After training linear classifiers on the hidden states from each of these layers, we observe the following trends:
- Shallow Layers (h.0.mlp): The shallow layers tend to capture basic linguistic features but struggle with complex relationships such as contradictions.
- Middle Layers (h.3.mlp): These layers show an improvement in relationship understanding, especially in terms of distinguishing between entailment and neutrality.
- Deeper Layers (h.9.mlp & h.9.attn): The deepest layers, particularly the attention layers, demonstrate the best performance in capturing contradictions and entailments. This suggests that GPT-2's deeper layers play a critical role in semantic understanding and context capture.
The detailed results of these experiments, including accuracy and error metrics, can be found in the ProbingGPT2.ipynb file.
To run the probing and evaluation process:
-
Clone this repository:
git clone https://github.com/yourusername/GenAI-Probing-GPT-2.git cd GenAI-Probing-GPT-2
-
Open the Jupyter notebook located at:
GenAI-Probing-GPT-2/NLPProbingGPT.ipynb
-
Follow the detailed instructions within the notebook. The entire pipeline, including data preprocessing, hidden state extraction, classifier training, and evaluation, is provided in the notebook.
-
The notebook is designed to run in Google Colab for seamless execution. Ensure that you have a Google Colab environment set up and GPU enabled for faster processing.
The primary dataset used in this project is the SNLI (Stanford Natural Language Inference) corpus, which contains labeled examples of sentence pairs. Each sentence pair is labeled as Entailment, Contradiction, or Neutral, making it ideal for evaluating relationship understanding in GPT-2.
- SNLI Corpus: SNLI Dataset Paper
- Download Link: Available within the Jupyter notebook, or can be accessed via the Hugging Face datasets library.
To run the code in this repository, ensure you have the following dependencies installed:
- Transformers (Hugging Face library for GPT-2 models)
- Baukit (for extracting hidden states from GPT-2)
- Scikit-learn (for training and evaluating linear classifiers)
- PyTorch (for GPU-accelerated model execution)
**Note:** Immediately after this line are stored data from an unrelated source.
PR #283, opened 2015-09-10
Add a children attribute to ContentMetadata to handle WMS nested layers

### LINKED ISSUE #8: getCapabilities with nested Layers
This getCapabilities File generated by ArcGIS Server 9.3.1 contains nested Layer definitions, where the non-queryable layers don't have a name.

owslib does not allow to get a valid list of layernames out of this getcapabilities response.

there are several issues: 1) the layer-reading should be fully recursive 2) if the layer has got no name defined, there is a problem in the dictionary, as the id is set to the name and thus the layer is not correctly inserted into the dictionnary.

Jenselme:
Inspired by the work of Ivan Boldyrev <lispnik@gmail.com> available
here: https://github.com/monoid/owslib/tree/tree

Close #8 

PS: I think it would be nice to add tests for this in OWSLib test suite. Do you know a public WMS with nested layers? I did my test on a private sever.

### DIFF
--- a/owslib/wms.py
+++ b/owslib/wms.py
@@ -123,13 +123,16 @@ class WebMapService(object):
         #recursively gather content metadata for all layer elements.
         #To the WebMapService.contents store only metadata of named layers.
         def gather_layers(parent_elem, parent_metadata):
+            layers = []
             for index, elem in enumerate(parent_elem.findall('Layer')):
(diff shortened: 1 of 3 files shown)


Jenselme:
The failing test is about TMS which I didn't modify.

Jenselme:
Just updated the PR with tests.

tomkralidis:
thanks @Jenselme!

Issue #298, opened 2015-12-14
ISO metadata gmd:LanguageCode


pmdias:
Hi,

Right now OWSlib, when parsing an ISO metadata xml file, uses the content of the element gmd:LanguageCode to get the languagecode, but probably should be using the content of the codeListValue attribute, as the ISO does not impose any restriction for the content of the element while the codeListValue is recommended to be from the ISO 639 codelist.

```python
val = md.find(util.nspath_eval('gmd:language/gmd:LanguageCode', namespaces))
self.languagecode = util.testXMLValue(val)
```

Using the codeListValue won't (almost certainly) break any current usage of OWSlib as almost everyone is putting the codeListValue also into the content of the element, but I believe that the correct behaviour, in this case, should be to use the codeListValue itself.

PR #299, opened 2015-12-14
md.languagecode value now comes from the codeListValue attribute of t…

pmdias:
This PR provides a solution to the issue raised at #298


tomkralidis:
Thanks @pmdias!

PR #305, opened 2015-12-28
Added support for spatialRepresentationType

pmdias:
Added the spatialRepresentationType element to the MD_Metadata.identification, supporting multiple instances of this element.

### DIFF
--- a/owslib/iso.py
+++ b/owslib/iso.py
@@ -303,6 +303,7 @@ class MD_DataIdentification(object):
             self.bbox = None
             self.temporalextent_start = None
             self.temporalextent_end = None
+            self.spatialrepresentationtype = []
         else:
             self.identtype = identtype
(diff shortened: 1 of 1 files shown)


owslib/iso.py
```diff
@@ -419,6 +420,12 @@ def __init__(self, md=None, identtype=None):
                 o = CI_ResponsibleParty(i)
                 self.contact.append(o)
 
+            self.spatialrepresentationtype = []
```
tomkralidis: Looks like this is def'd before as well?

pmdias:
Sorry @tomkralidis but I didn't understand what you meant with your question, maybe you could explain better?

tomkralidis:
Sorry @pmdias missed the broader context (on mobile). Looks good!

PR #315, opened 2016-03-15
disable ssl verification by default

cehbrecht:
i've added a flag to util.openURL() which disables ssl verification by default. I need this to work with wps services with self-signed certificates. 

Is there a better way to do this?

ssl verfication was enabled by default with python 2.7.9 (don't know the exact version).


kwilcox:
@cehbrecht Could you add this as an `__init__` parameter to the WPS classes you are using and pass it all the way through to `openURL()`? I'd rather have the default be the same as stable python and make the user disable it themselves. 

See https://github.com/geopython/OWSLib/pull/321 for a WMS example of doing something similar.

cehbrecht:
will open a new pull request for the changes.

Issue #313, opened 2016-03-08
WMS getmap passes kwargs improperly


pipes161:
The `getmap `function of `WebMapService `(line 201) improperly passes `kwargs `to `self.__build_getmap_request` (line 255).

`kwargs `should be passed as `**kwargs`, not `kwargs=kwargs`.

Version: 0.10.3

geographika:
I also ran into this today.

See pull request #316 otherwise extra params are sent to server as 'kwargs': {'MYPARAM': 1},

kwilcox:
Merged: https://github.com/geopython/OWSLib/pull/316

PR #316, opened 2016-03-15
Don't send kwargs as new dict

geographika:
To fix issue #313 otherwise extra params are sent to server as 'kwargs': {'MYPARAM': 1},


kwilcox:
Can you remove the `print()` statement?

PR #321, opened 2016-04-06
Support custom headers for WMS requests

drnextgis:
I've faced with the following issue. WMS server responds `403 Access denied` on all WMS requests with default [Requests](http://docs.python-requests.org/en/master/) `User-Agent` header:

```python
r = requests.get('http://maps.rosreestr.ru/arcgis/services/Cadastre/CadastreWMS/MapServer/WMSServer?SERVICE=WMS&VERSION=1.1.1&REQUEST=GetCapabilities')
r.text
u'<!DOCTYPE html>\n<html>\n  <head>\n    <title>403 Access denied. Code 0x10.</title>\n  </head>\n  <body>\n    <h1>Error 403 Access denied. Code 0x10.</h1>\n    <p>Access denied. Code 0x10.</p>\n    <h3>Guru Meditation:</h3>\n    <p>XID: 1053459697</p>\n    <hr>\n    <p>Varnish cache server</p>\n  </body>\n</html>\n'
```

But if set up custom header all works fine:

```python
>>> r = requests.get('http://maps.rosreestr.ru/arcgis/services/Cadastre/CadastreWMS/MapServer/WMSServer?SERVICE=WMS&VERSION=1.1.1&REQUEST=GetCapabilities', headers={'user-agent': 'OWSLib'})
>>> r.text
u'<?xml version="1.0" encoding="UTF-8"?>\n<WMT_MS_Capabilities version="1.1.1">...
```

This PR adds ability to use custom headers for WMS requests.

PR #326, opened 2016-05-02
added ssl verify parameter to util.openURL and wps

cehbrecht:
... ssl verification is enabled by default. When creating a wps one can disable the ssl verification:

    wps = WebProcessingService(url="https://locahost:8443/wps", verify=False)

In addition one can provide an optional "headers" parameter like in wms.

See #315 and #321.


cehbrecht:
tests all fail to due connection timeout in `tests/doctests/wmts_SFSWorldWMTSCapabilities.txt`

i've updated this patch according the comments in #315.

Do you know a better way to disable ssl verification?

cehbrecht:
this patch is now too old ...

PR #327, opened 2016-05-13
Fix wmts.txt test. Replace abstract, due change on the server's end. …

micahcochran:
… ~~Install libraries to silence SSL related InsecurePlatformWarnings in requirements-dev.txt.~~

This patch uses environment markers, which is a feature in pip version 6.0 (released 2014-12-22).

This test seems to be failing due to other tests failing.

**EDIT:** Separated SSL library installation related changes into PR #328

### DIFF
--- a/tests/doctests/wmts.txt
+++ b/tests/doctests/wmts.txt
@@ -14,8 +14,8 @@ Find out what a WMTS has to offer. Service metadata:
     '1.0.0'
     >>> wmts.identification.title
     'NASA Global Imagery Browse Services for EOSDIS'
-    >>> str.strip(wmts.identification.abstract)
-    'Near real time imagery from multiple NASA instruments'
+    >>> bytearray(wmts.identification.abstract, 'utf-8')
+    bytearray(b'The Global Imagery Browse Services (GIBS) system is a core EOSDIS component which provides a scalable, responsive, highly available, and community standards based set of imagery services.  These services are designed with the goal of advancing user interactions with EOSDIS\xe2\x80\x99 inter-disciplinary data through enhanced visual representation and discovery.')
     >>> wmts.identification.keywords
     ['World', 'Global']
 


requirements-2.6.txt
```diff
@@ -1 +0,0 @@
-ordereddict==1.1
```
tomkralidis: We need this file as `setup.py` uses it (for non-pip installs)

tests/doctests/wmts.txt
```diff
@@ -14,8 +14,8 @@ Find out what a WMTS has to offer. Service metadata:
     '1.0.0'
     >>> wmts.identification.title
     'NASA Global Imagery Browse Services for EOSDIS'
-    >>> str.strip(wmts.identification.abstract)
-    'Near real time imagery from multiple NASA instruments'
+    >>> str(wmts.identification.abstract.split('.')[0])
```
tomkralidis: Suggest we reference the full string to encapsulate the test properly.

tomkralidis:
Thanks for the contribution.  Suggest splitting this PR (wmts test fix, SSL libs, pip enhancements) given the various scope of the changes.

tests/doctests/wmts.txt
micahcochran: There is a Unicode character in the second part of the string.  I think it is an end single quote character.  I wasn't too sure how to make that work with Python 2 & 3, but I'll try again.

tomkralidis: ```u'The Global Imagery Browse Services (GIBS) system is a core EOSDIS component which provides a scalable, responsive, highly available, and community standards based set of imagery services.  These services are designed with the goal of advancing user interactions with EOSDIS\u2019 inter-disciplinary data through enhanced visual representation and discovery.'```

micahcochran:
OK. I'll make separate PRs for the changes.

requirements-2.6.txt
micahcochran: I'll entirely drop that change.

micahcochran:
I re-pushed the commit to only contain the fix for wmts.txt test.

tomkralidis:
Thanks @micahcochran!

micahcochran:
Thanks!

PR #383, opened 2017-08-28
 - fixes #382: WPS DescribeProcess issue on DataType

### LINKED ISSUE #382: WPS DescribeProcess issue on DataType
Currently WPS DescribeProcess works only for DataType elements declaring the reference as attribute

e.g.:

`<ows:DataType ows:reference="xs:anyURI" xmlns:ows="http://www.opengis.net/ows/1.1" />`

The code assumes this as the unique valid way to declare them and blindly parses the reference as:

`sub_element.get(nspath("reference", ns=subns)).split(':')[-1]`

resulting, of course, on a unmanaged Exception in the case `sub_element.get(nspath("reference", ns=subns))` is `None`

Moreover for the WPS Protocol is legit to declare DataType as follows:

`<ows:DataType xmlns:ows="http://www.opengis.net/ows/1.1">xs:anyURI</ows:DataType>`

My suggestion is to update the OWSLib[wps.py 920:928] like below:

```
        if literal_data_element is not None:
            self.dataType = 'LiteralData'
            for sub_element in literal_data_element:
                subns = getNamespace(sub_element)
                if sub_element.tag.endswith('DataType'):
                    reference = sub_element.get(nspath("reference", ns=subns)) or sub_element.text
                    if reference and ':' in reference:
                        self.dataType = reference.split(':')[-1]
```

afabiani:


owslib/__init__.py
```diff
@@ -1,3 +1,3 @@
 from __future__ import (absolute_import, division, print_function)
 
-__version__ = '0.14-dev'
+__version__ = '0.14-geonode-dev'
```
tomkralidis: Can you remove this change?

afabiani:
@tomkralidis reverted inii.py version.

Issue #379, opened 2017-08-03
Feature: WPS Request with Bounding Box


tgmendes:
Hello,

We are using OWSLib to make WPS requests, and we found out that there is no clear support to send requests with a defined bounding box (only the ability to parse them). Is this true?

If so, is there a workaround or is there a plan to include this feature?

Regards,
Tiago

cehbrecht:
this is also on my wish list to make the bbox work. I did already some work on my fork:
https://github.com/bird-house/OWSLib/blob/pingudev/owslib/wps.py#L1449

But it is not finished ... i can just remember that it didn't work yet with pywps-4.

tgmendes:
Thank you very much!

Your implementation worked for us, we just had to make some minor modifications to adapt to our needs.

Cheers!

cehbrecht:
Thanks for testing :) 

My patched owslib fork is also available on a conda channel:
https://anaconda.org/birdhouse/owslib/files

But i will check this bbox code and try to get it into the official owslib.

cehbrecht:
@tgmendes 
... forgot to ask: do you have your modifications on a github fork? Which WPS service are you using?

tgmendes:
We did not place any modifications on a github fork because we only created a wrapper so that the BBOX parameters were passed as individual parameters instead of a string or list. If you find this interesting I can send you the file or place it in a fork.

Regarding WPS, we are using a private WPS service, which is maintained by Terradue.

cehbrecht:
@tgmendes 
if you don't mind you could add a gist to this ticket (https://gist.github.com/). Thanks.

tgmendes:
Here you go:
https://gist.github.com/tgmendes/58d0767ca1a5950c2f91d661912202ac

cehbrecht:
This is fixed with PR #384.

PR #384, opened 2017-09-04
New feature: wps request with bbox (#379)

cehbrecht:
This PR implement feature request #379, sending a `BoundingBoxDataInput` parameter with a WPS request. It fixes also the parsing of a BoundingBox XML element.

A test for the usage of the new `BoundingBoxDataInput` has been added.


cehbrecht:
all WPS tests pass ... the other test failures are not caused by this patch.

PR #396, opened 2017-11-28
Fix getTypedValue for booleans.

Roel:
xs:boolean is either 'true' or 'false', but since bool('false') returns
True, we better check if the string equals 'true'.


johanvdw:
Roel,
consider using https://docs.python.org/2/distutils/apiref.html?highlight=distutils.util#distutils.util.strtobool

johanvdw:
My old comment was wrong  (as xsd forces either true or false). This should be merged - it is wrong in the old code.

PR #399, opened 2017-12-01
Improve remote metadata parsing.

Roel:
I made some improvements to the remote metadata parsing of WMS and WFS layers. I noticed some of the fields of MetadataURL elements (like the format or the type) were incorrectly parsed (especially for WFS), so I updated these based on the respective XSD schemas.

I also tried making the parsing of remote metadata based on these MetadataURL's more robust (f.ex. by looking for gmd:MD_Metadata elements in the resulting tree instead of taking the root element, which is often not gmd:MD_Metadata but a csw:getRecordByIdResponse).

Thirdly I moved the parsing of remote metadata into a seperate method. This gives control of this expensive operation to the user, allowing f.ex. parsing only the remote metadata of certain layers of interest. I kept the 'parse_remote_metadata' argument for the services for compatibility (and this should still work).

Lastly I added a helper method to more easily retrieve a list of all parsed remote metadata documents for a layer.

To sum it up, with this PR we allow flows like:
```
wfs = WebFeatureService(..., parse_remote_metadata=False)
for interesting_layer in ['interesting:layer1', 'interesting:layer2']:
    layer = wfs.contents[interesting_layer]
    layer.parse_remote_metadata()
    mdrecords = layer.get_metadata()
    for m in mdrecords:
        print(m.identification.title)
```

Off course, I'm happy to discuss improvements!


johanvdw:
@tomkralidis : I reviewed this pull request and it looks okay to me. As far as I can tell your concern that there was already some metadata parsing in wms is adressed as well (common abstract class - similar implementation).

johanvdw:
Note I used this example to test - it should be easy to convert it into a unit test, but I think we should merge master first for that  (new test style).
```

wfs = WebFeatureService(url="https://www.dov.vlaanderen.be/geoserver/wfs", version="2.0.0")

layer = wfs.contents['dov-pub:Boringen']
layer.parse_remote_metadata()
mdrecords = layer.get_metadata()
for m in mdrecords:
    print(m.identifier)
    print(m.identification.title)
```

cehbrecht:
@Roel Do you like to add a test like @johanvdw proposed to this PR? You need to merge with master first.

Roel:
Sure, I'll try to add it this weekend!

Roel:
Can I use a remote webservice in the test or do you prefer local testdata?

cehbrecht:
@Roel For the test-suite it would be better to have offline tests. Faster and less likely to break :) But of course you can also add an "online" test with a remote service. Please use the pytest markers in that case (`mark.online`, `mark.skipif`):
https://github.com/geopython/OWSLib/blob/723037958906262252f02452b8248939ab939d84/tests/test_wms_getmap.py#L14

Some owslib modules allow to use a prepared service response ... I'm sure for `owslib.wps`, but might be available for others as well. This would be kind of a **mock** test:
https://github.com/geopython/OWSLib/blob/723037958906262252f02452b8248939ab939d84/tests/test_wps_describeprocess_bbox.py#L11

If you like, you may add both an online and offline test.

To make offline tests more reliable it would be nice if we would have our own test-services we could control. @tomkralidis Tom, are you aware of online OWS test-services?

Roel:
Thanks for the info!

In another project (which uses OWSLib, in fact), I use PyTest's [monkeypatch fixture](https://docs.pytest.org/en/latest/monkeypatch.html) to mock network calls:
https://github.com/DOV-Vlaanderen/pydov/blob/f65f1848a17074280c5686eb7f106570bafe36fb/tests/test_util_owsutil.py#L21

I'll try to make something similar here, next to an online test.

cehbrecht:
Changes look reasonable to me. I will make a squash-merge.

@Roel 
The monkey-patch could be unnecessary when the `wfs` module be able to use stored XML documents like in the `wms` module:
https://github.com/geopython/OWSLib/blob/97cfddbfce6ea62655d7fdb2462d55770efde665/owslib/map/wms111.py#L77

cehbrecht:
We would like to have a ticket which can be closed by a PR, as described in the PyWPS project:
http://pywps.readthedocs.io/en/master/development.html

I have added on just for completeness: #431

cehbrecht:
@Roel 
merged :)

Roel:
Cool! Thanks!

PR #404, opened 2017-12-09
Add geometry column to schema

drnextgis:
Also add support of new MultiSurfacePropertyType type. Fiona compatibility is preserved.


drnextgis:
For building GetFeature requests with `propertyname` option we have to know name of geometry column. For now `get_schema` method doesn't return this important information. This PR fixes that flaw. @jachym any thoughts? As I can see you are the original author of the DescribeFeatureType parsing stuff.

PR #418, opened 2018-02-26
Support namespace to get 'crs' and 'dimension' attributes in Bounding…

Fifan31:
In a wps requests, if attributes 'crs' and 'dimension' are given with namespace in the input boundingBox description, these attributes are not taken into account.
With the proposed fix, 'crs' and 'dimension' attributes are read in both cases (with and without namespace).

### DIFF
--- a/owslib/ows.py
+++ b/owslib/ows.py
@@ -219,14 +219,14 @@ class BoundingBox(object):
         self.maxx = None
         self.maxy = None
 
-        val = elem.attrib.get('crs')
+        val = elem.attrib.get('crs') or elem.attrib.get('{%s}crs' % namespace)
         try:
             self.crs = crs.Crs(val)
         except (AttributeError, ValueError):
             LOGGER.warning('Invalid CRS %r. Expected integer')
             self.crs = None
 
-        val = elem.attrib.get('dimensions')
+        val = elem.attrib.get('dimensions') or elem.attrib.get('{%s}dimensions' % namespace)
         if val is not None:
             self.dimensions = int(util.testXMLValue(val, True))
         else:  # assume 2


owslib/ows.py
```diff
@@ -219,14 +219,14 @@ def __init__(self, elem, namespace=DEFAULT_OWS_NAMESPACE):
         self.maxx = None
         self.maxy = None
 
-        val = elem.attrib.get('crs')
+        val = elem.attrib.get('crs') or elem.attrib.get('{%s}crs' % namespace)
```
tomkralidis: Is it possible to update to `elem.attrib.get('{{}}crs'.format(namespace))` to be more Python 3 friendly?

owslib/ows.py
```diff
@@ -219,14 +219,14 @@ def __init__(self, elem, namespace=DEFAULT_OWS_NAMESPACE):
...
         try:
             self.crs = crs.Crs(val)
         except (AttributeError, ValueError):
             LOGGER.warning('Invalid CRS %r. Expected integer')
             self.crs = None
 
-        val = elem.attrib.get('dimensions')
+        val = elem.attrib.get('dimensions') or elem.attrib.get('{%s}dimensions' % namespace)
```
tomkralidis: Here as well.

cehbrecht:
I have added a bbox test for `ows` to work on this (#465). But I haven't found an example with a `BoundingBox` and a namespace for the `crs` and `dimensions` attributes.

See: http://docs.opengeospatial.org/is/14-065/14-065.html#101

cehbrecht:
@Fifan31 If this patch is still relevant than please update this PR or provide a new one including a test.
See this test example:
https://github.com/geopython/OWSLib/blob/56410931e3234e46a077fb15c436294154c30a0c/tests/test_ows.py#L6

I close this PR for now.

PR #422, opened 2018-03-20
first pass fix CSW tests

tomkralidis:


tomkralidis:
Thanks @cehbrecht.  Fixed/updated.

cehbrecht:
@tomkralidis thanks for the changes.

PR #438, opened 2018-04-06
Fix #437: add headers, verify and cert options to wps

### LINKED ISSUE #437: Add headers, verify and cert option to wps module
Add the `requests` options `headers`, `verify` and `cert` to the `wps` initialization:

     from owslib.wps import WebProcessingService
     wps = WebProcessingService("http://localhost/wps", 
                headers={'my-header': 'test'}, 
                verify=True, cert='cert.pem')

To install these dependencies, run:
pip install transformers baukit scikit-learn torch
Alternatively, these dependencies are pre-installed in Google Colab environments, and only minor adjustments might be needed.
We welcome contributions to the GenAI - Probing GPT-2 Layers for Understanding and Relationship Analysis project. If you would like to improve the code, add new features, or report issues, please feel free to submit a pull request or open an issue.
For further inquiries or feedback, reach out via email to Mrudhul Guda.
This project is an exploratory dive into how GPT-2, a transformer-based language model, understands relationships across its layers. By providing a structured way to probe and analyze hidden states, this repository aims to offer insights into the inner workings of GPT-2 and how it handles complex relationships in language.